Work to be completed —
Wherever "stuff" turns up in a line of the entries below, that line counts. Say how many such lines there are, with no other words.

Exercise data —
PR #109, opened 2019-05-03
Fixed the editor preview for Decoration objects.

fohly:
Could moving MeshTransformation from Construction to Definition break any scenarios?

Also, TreeTrunks and WineBarrel still have an offset preview, due to uncommon DefCore. (Offset is not half width or height, resp.)
I believe that is a bug in the editor preview code.
Fixing their DefCore would definitely break placement in existing scenarios.


planet/Decoration.ocd/Village.ocd/Bag.ocd/Script.c
```diff
@@ -2,6 +2,10 @@
 	@author Dustin Neß (dness.de)
 */
 
-protected func Construction() {
-SetProperty("MeshTransformation", Trans_Mul(Trans_Rotate(RandomX(-180,180),0,10), Trans_Scale(RandomX(130,200))));
-}
\ No newline at end of file
+public func Definition(proplist def) {
+	def.MeshTransformation = Trans_Scale(165); // average scale
```
gitMarky: How is 165 the average of RandomX(787, 1212)? (You changed the random values in the Construction() call)

planet/Decoration.ocd/Village.ocd/BridgeRustic.ocd/Script.c
```diff
@@ -19,3 +19,5 @@ protected func Construction()
 
 	return true;
 }
+
+local Visibility = VIS_Editor;
```
gitMarky: That would make it visible in the editor, but invisible in the game. Sounds unintended.

planet/Decoration.ocd/Village.ocd/Crate.ocd/Script.c
```diff
@@ -2,8 +2,14 @@
...
\ No newline at end of file
+	def.MeshTransformation = Trans_Scale(10, 10, 100);
+}
+
+public func Construction() {
+	// Note: We apply the scaling after the rotation, which is the "wrong"
+	//       order. However, due to what I believe is an engine bug,
+	//       scaling down too much along the z axis makes the object disappear.
+	SetProperty("MeshTransformation", Trans_Mul(GetID().MeshTransformation, Trans_Rotate(RandomX(-180,180), 0, 1, 0)));
+}
```
gitMarky: I think that the definition should just define the scale here, as in the changes to e.g. the candle. Why give all editor previews a fixed rotation if you change that to another random rotation once the object is placed in the game?

planet/Decoration.ocd/Village.ocd/FenceRustic.ocd/Script.c
```diff
@@ -2,7 +2,11 @@
...
 {
-	SetProperty("MeshTransformation", Trans_Mul(Trans_Rotate(RandomX(-35,35),0,10), Trans_Scale(60)));
-}
\ No newline at end of file
+	def.MeshTransformation = Trans_Scale(60);
+}
+
+public func Construction() {
+	SetProperty("MeshTransformation", Trans_Mul(Trans_Rotate(RandomX(-35,35),0,10), GetID().MeshTransformation));
+}
```
gitMarky: By the way, the "protected func" engine callbacks can be reduced to simply "func". "public func" is necessary only if you want this function to be displayed in the editor.

planet/Decoration.ocd/Village.ocd/Lantern.ocd/Script.c
```diff
@@ -12,9 +12,13 @@ protected func Initialize()
 	return SetAction("Shine");
 }
 
+public func Definition(proplist def) {
```
gitMarky: ``Could you please write the curly braces in the next line, as it is the case for all the other functions?

planet/Decoration.ocd/Village.ocd/TunnelSupport.ocd/Script.c
```diff
@@ -7,9 +7,13 @@
...
 
+public func Definition(proplist def) {
+	def.MeshTransformation = Trans_Rotate(90, 0, 1, 0);
+}
+
 func Construction()
 {
-	SetProperty("MeshTransformation", Trans_Rotate(RandomX(75, 105), 0,1,0));
+	SetProperty("MeshTransformation", Trans_Mul(Trans_Rotate(RandomX(-15, 15), 0,1,0), GetID().MeshTransformation));
 }
```
gitMarky: Here the separate rotation in the definition makes sense, keep it that way!

src/editor/C4EditCursor.cpp
```diff
@@ -880,7 +880,9 @@ void C4EditCursor::Draw(C4TargetFacet &cgo)
 	if (Mode == C4CNS_ModeCreateObject && has_mouse_hover && creator_def)
 	{
 		C4TargetFacet cgo_creator;
-		cgo_creator.Set(cgo.Surface, X + cgo.X - cgo.TargetX, Y + cgo.Y - cgo.TargetY,
+		cgo_creator.Set(cgo.Surface,
+			X + cgo.X - cgo.TargetX + creator_def->Shape.x + creator_def->Shape.Wdt / 2,
+			Y + cgo.Y - cgo.TargetY + creator_def->Shape.y + creator_def->Shape.Hgt / 2,
 			creator_def->Shape.Wdt, creator_def->Shape.Hgt, 0, 0, cgo.Zoom, 0, 0);
```
gitMarky: Could you explain what this does?

Also, just guessing now, I think that it works for objects where the offset is symmetrical i.e. Offset = -20, -5, Width = 40, Height = 10. What about an object with Offset = -10, -2, Width = 40, Height = 10?

planet/Decoration.ocd/Village.ocd/Bag.ocd/Script.c
fohly: 165 is the average of the old random range 130 to 200.
.165 * .787 ≈ .13
.165 * 1.212 ≈ .2

planet/Decoration.ocd/Village.ocd/BridgeRustic.ocd/Script.c
fohly: The object is transparent anyway.
I figured this would perhaps allow for optimization.

planet/Decoration.ocd/Village.ocd/Crate.ocd/Script.c
fohly: > I think that the definition should just define the scale here, as in the changes to e.g. the candle.

It is already the same way?

> Why give all editor previews a fixed rotation if you change that to another random rotation once the object is placed in the game?

The original code has the random rotation. And as far as I can tell, it is not possible to have a random rotation in the preview.

src/editor/C4EditCursor.cpp
fohly: This is to fix object preview where Offset is not (`-Width / 2`, `-Height / 2`)

I think the current code assumed that Offset is always `-Wdt / 2` (or Height, resp.)
So I basically add the real offset (which is negative usually) and compensate by adding `Wdt / 2`.
As far as I can tell, this looks right for all existing objects.

planet/Decoration.ocd/Village.ocd/Lantern.ocd/Script.c
fohly: Will do.

planet/Decoration.ocd/Village.ocd/Bag.ocd/Script.c
gitMarky: Ah, well, blame the github display then :D. The line is displayed as

SetProperty("MeshTransformation", Trans_Mul(Trans_Rotate(RandomX(-180,180),0,10), Trans_Scale(RandomX(787,1212))

and I need to scroll right in order to see the , GetID().MeshTransformation));

planet/Decoration.ocd/Village.ocd/BridgeRustic.ocd/Script.c
gitMarky: Transparent of invisible?

planet/Decoration.ocd/Village.ocd/Crate.ocd/Script.c
gitMarky: Ah, yes this one has scale only in the Definition() call. Why Trans_Scale(10, 10, 100) ? Should be Trans_Scale(10) only, imo.

src/editor/C4EditCursor.cpp
gitMarky: Add an explaining comment then, please

planet/Decoration.ocd/Village.ocd/BridgeRustic.ocd/Script.c
fohly: Yes?

planet/Decoration.ocd/Village.ocd/Crate.ocd/Script.c
fohly: It's explained in the comment above. Scaling down too much along the z axis makes the object disappear.

gitMarky: Then why was it 10 before? The Z axis should be the one that points towards the screen, so having this at 100 and x at 10 should create rectangular boxes in theory...

planet/Decoration.ocd/Village.ocd/BridgeRustic.ocd/Script.c
gitMarky: If it is invisible, why have it visible in the editor? If it is just has transparent but is otherwise visible, then it should not have VIS_Editor

planet/Decoration.ocd/Village.ocd/Crate.ocd/Script.c
fohly: At least for me, the crates didn't show up at all before.

And the scaling is applied in screen space, so it still looks like a cube.

planet/Decoration.ocd/Village.ocd/BridgeRustic.ocd/Script.c
fohly: I've removed it.

planet/Decoration.ocd/Village.ocd/Crate.ocd/Script.c
gitMarky: Still weird, but ok then!

PR #110, opened 2019-05-05
Fix two allocate-deallocate mismatches. Found by ASan.

fohly:


fohly:
As far as I can tell, this doesn't cause any other problems?

PR #113, opened 2019-06-14
Add search bar to the scenario selection list (only visible if there'…

Fulgen301:
…s no folder map, as there's nothing to search for there)

This is essentially the same as LegacyClonk commit [7c131866b4dcf29f1c550d33139ff85dbe7675bb](https://git.maxmitti.tk/lc/commit/?id=7c131866b4dcf29f1c550d33139ff85dbe7675bb) by myself.


src/gui/C4Gui.h
```diff
@@ -1284,10 +1284,10 @@ namespace C4GUI
 
 	private:
 		void Deselect(); // clear selection range
-		void ClearText();    // remove all the text
 
 	public:
 		bool InsertText(const char *szText, bool fUser); // insert text at cursor pos (returns whether all text could be inserted)
+		void ClearText();    // remove all the text
```
gitMarky: Not sure about that.. maybe "friend" the class that uses ClearText() and leave it private?

src/gui/C4StartupScenSelDlg.cpp
```diff
@@ -1442,6 +1442,21 @@ C4StartupScenSelDlg::C4StartupScenSelDlg(bool fNetwork) : C4StartupDlg(LoadResSt
 	pScenSelCaption = new C4GUI::Label("", caBookLeft.GetFromTop(rScenSelCaptionFont.GetLineHeight()), ACenter, ClrScenarioItem, &rScenSelCaptionFont, false);
 	pSheetBook->AddElement(pScenSelCaption);
 	pScenSelCaption->SetToolTip(LoadResStr("IDS_DLGTIP_SELECTSCENARIO"));
+
+	// search bar
+	const char *labelText = LoadResStr("IDS_DLG_SEARCH");
+	int32_t width = 100, height;
```
gitMarky: Height is either unused, or initialized by GetTextExtent? Anyway, please define variables in separate lines, and add a comment why they are not initialized, but used in later lines.

src/gui/C4StartupScenSelDlg.cpp
```diff
@@ -1442,6 +1442,21 @@ C4StartupScenSelDlg::C4StartupScenSelDlg(bool fNetwork) : C4StartupDlg(LoadResSt
...
+	::GraphicsResource.TextFont.GetTextExtent(labelText, width, height, true);
+	C4GUI::ComponentAligner caSearchBar(caBookLeft.GetFromBottom(height), 0, 0);
+	auto *searchLabel = new C4GUI::WoodenLabel(labelText, caSearchBar.GetFromLeft(width + 10), C4GUI_Caption2FontClr, &::GraphicsResource.TextFont);
```
gitMarky: Why did you use the auto keyword here?

src/gui/C4StartupScenSelDlg.cpp
```diff
@@ -1442,6 +1442,21 @@ C4StartupScenSelDlg::C4StartupScenSelDlg(bool fNetwork) : C4StartupDlg(LoadResSt
...
+	searchLabel->SetToolTip(LoadResStr("IDS_DLGTIP_SEARCHLIST"));
+	pSheetBook->AddElement(searchLabel);
+
+	searchBar = new C4GUI::CallbackEdit<C4StartupScenSelDlg>(caSearchBar.GetAll(), this, &C4StartupScenSelDlg::OnSearchBarEnter);
```
gitMarky: I'd prefer the variable declaration here, if this is the first time that you define searchBar.

Update: Well, github lists the .cpp file before the .h file, now it is clear to me that the searchBar is a field.

src/gui/C4StartupScenSelDlg.cpp
```diff
@@ -1499,9 +1514,7 @@ C4StartupScenSelDlg::C4StartupScenSelDlg(bool fNetwork) : C4StartupDlg(LoadResSt
 	SetFocus(pScenSelList, false);
 
 	// key bindings
-	C4CustomKey::CodeList keys;
-	keys.emplace_back(K_BACK); keys.emplace_back(K_LEFT);
-	pKeyBack = new C4KeyBinding(keys, "StartupScenSelFolderUp", KEYSCOPE_Gui,
+	pKeyBack = new C4KeyBinding(C4KeyCodeEx(K_LEFT), "StartupScenSelFolderUp", KEYSCOPE_Gui,
```
gitMarky: I do not have experience with the GUI stuff, could you explain what you did there? Apparently now the K_BACK is not used anymore - what effect does that have?
From my naive point of view the change does not look equivalent to the previous version.

src/gui/C4StartupScenSelDlg.cpp
```diff
@@ -1616,8 +1629,15 @@ void C4StartupScenSelDlg::UpdateList()
 		for (C4ScenarioListLoader::Entry *pEnt = pScenLoader->GetFirstEntry(); pEnt; pEnt = pEnt->GetNext())
 		{
 			if (pEnt->IsHidden()) continue; // no UI entry at all for hidden items
-			ScenListItem *pEntItem = new ScenListItem(pScenSelList, pEnt);
-			if (pEnt == pOldSelection) pScenSelList->SelectEntry(pEntItem, false);
+			if (!SLen(searchBar->GetText()) || SSearchNoCase(pEnt->GetName().getData(), searchBar->GetText()))
```
gitMarky: What does the if/else block do here? As far as I understand it: Search bar is clear, or found an item that matches the text => old behaviour. Otherwise => Clear "old selection".

src/gui/C4StartupScenSelDlg.h
```diff
@@ -474,6 +475,11 @@ class C4StartupScenSelDlg : public C4StartupDlg
 	void OnSelDblClick(class C4GUI::Element *pEl) { DoOK(); }
 	void OnButtonScenario(C4GUI::Control *pEl);
 
+	C4GUI::Edit::InputResult OnSearchBarEnter(C4GUI::Edit *edt, bool fPasting, bool fPastingMore)
+	{
+		UpdateList(); return C4GUI::Edit::IR_Abort;
```
gitMarky: Return in next line, please

src/gui/C4StartupScenSelDlg.cpp
isilkor: This way you don't need to repeat the type.

src/gui/C4Gui.h
isilkor: It's fine this way. I don't understand why ClearText was private in the first place.

lluchs: I think visibility in the C4Gui stuff is strictly by actual use and not to make a sane interface...

src/gui/C4StartupScenSelDlg.cpp
```diff
@@ -1616,8 +1629,15 @@ void C4StartupScenSelDlg::UpdateList()
...
+			{
+				ScenListItem *pEntItem = new ScenListItem(pScenSelList, pEnt);
```
walachey: Where is this deleted? I would highly recommend using smart pointers whenever possible in new code.
(Even if this might not be one of the location where it actually is possible)

src/gui/C4StartupScenSelDlg.cpp
Fulgen301: K_BACK is the backspace key which could be used to switch back the same way you could (and still can) do it with the left arrow key - however, it also switched back when the search bar had the focus, making text deletion impossible.

src/gui/C4StartupScenSelDlg.cpp
Fulgen301: Indeed.

src/gui/C4StartupScenSelDlg.h
Fulgen301: I copy-pasted that code from C4StartupNetDlg.

src/gui/C4StartupScenSelDlg.cpp
Fulgen301: [Here.](https://github.com/openclonk/openclonk/blob/master/src/gui/C4StartupScenSelDlg.cpp#L1588)
Yes, smart pointers are great, but I don't see the benefit in rewriting working code just to use them.

src/gui/C4StartupScenSelDlg.cpp
Fulgen301: >Anyway, please define variables in separate lines
Why? [The style guidelines don't forbid it.](https://wiki.openclonk.org/w/Style_Guidelines#Data_Types)

lluchs:
Code LGTM so far.

Some feedback for the feature itself:

- The tooltip translation doesn't work for me, I see "IDS_DLGTIP_SEARCHLIST" when hovering over the search input (language is English).
- There should be a message if there are no search results.
- Maybe it should also indicate that it's showing a filtered list. Something like "Search results:" on top?
- It's not searching (recursively) in scenario folders. This is not necessarily problematic for the first iteration of this feature, but it's a bit unintuitive. I think we should add this in the future.

src/gui/C4StartupScenSelDlg.cpp
gitMarky: I updated the style guidelines :D

The reason is easy, though: Although the code compiles, I do not know whether:
- You forgot assigning a value.
- You declared a variable but do not use it (especially applies if there are multiple in a line).
These are things that a code analyzer can easily tell you, but I do not have that when I am looking just at the code. Having the variable declarations in separate lines will point your attention towards them, especially unassigned ones.

In the updated guidelines I decided that multiple declarations of the same type within a line are OK, though, if no value is assigned. Any opinions on that?

src/gui/C4StartupScenSelDlg.cpp
gitMarky: Yes, sure, but is that such a problem?

src/gui/C4StartupScenSelDlg.cpp
gitMarky: Ok, makes sense

src/gui/C4StartupScenSelDlg.cpp
gitMarky: Could you add a comment that describes that then?

src/gui/C4StartupScenSelDlg.cpp
isilkor: Yes. http://isocpp.github.io/CppCoreGuidelines/CppCoreGuidelines#Res-auto

src/gui/C4StartupScenSelDlg.cpp
isilkor: I'd rather have everything assigned a value. The compiler can eliminate dead stores. GetTextExtent should probably return a std::pair (or maybe a new Dimension type).

src/gui/C4StartupScenSelDlg.cpp
isilkor: > Where is this deleted? I would highly recommend using smart pointers whenever possible in new code.
I'm usually hugely in favor of using more smart pointers, but this isn't new code. Also whoever wants to use smart pointers in C4Gui probably needs to start at the top of the object hierarchy.

Fulgen301:
>The tooltip translation doesn't work for me, I see "IDS_DLGTIP_SEARCHLIST" when hovering over the search input (language is English).

Whoops, fixed.

>Maybe it should also indicate that it's showing a filtered list. Something like "Search results:" on top?
I find it a bit redundant, as the player can check whether the searchbar's empty. But then again, this might not work if he entered whitespace...

>There should be a message if there are no search results.
It's not searching (recursively) in scenario folders. This is not necessarily problematic for the first iteration of this feature, but it's a bit unintuitive. I think we should add this in the future.

Will add those features in the next days (either with this or with a new PR, depending whether gets merged first).

lluchs:
> > Maybe it should also indicate that it's showing a filtered list. Something like "Search results:" on top?
> 
> I find it a bit redundant, as the player can check whether the searchbar's empty. But then again, this might not work if he entered whitespace...

Right, but the important part that is not visible at all is whether the user has already pressed "Enter" for the current search term or not. Did you try search-as-you-type (without pressing "Enter"), maybe? But that will probably need some additional work to have acceptable performance while typing.

src/gui/C4StartupScenSelDlg.cpp
walachey: An additional (classical) example to what Marky said:
`C4Gui::ListBox* left, right;` would declare one pointer and one object on the stack.

In general, we do not (and can't) cover everything with the style guidelines. The guidelines are mainly for the things people usually argue about (e.g. tabs vs. commas, variable names...).

src/gui/C4StartupScenSelDlg.h
walachey: The comments here are not personal criticism :) It doesn't really matter who introduced that code smell, but touching code is a great opportunity to also reduce the technical debt of the project a little bit each time :)

SvenTwo:
Should this be merged?

lluchs:
I merged it.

Written response —
2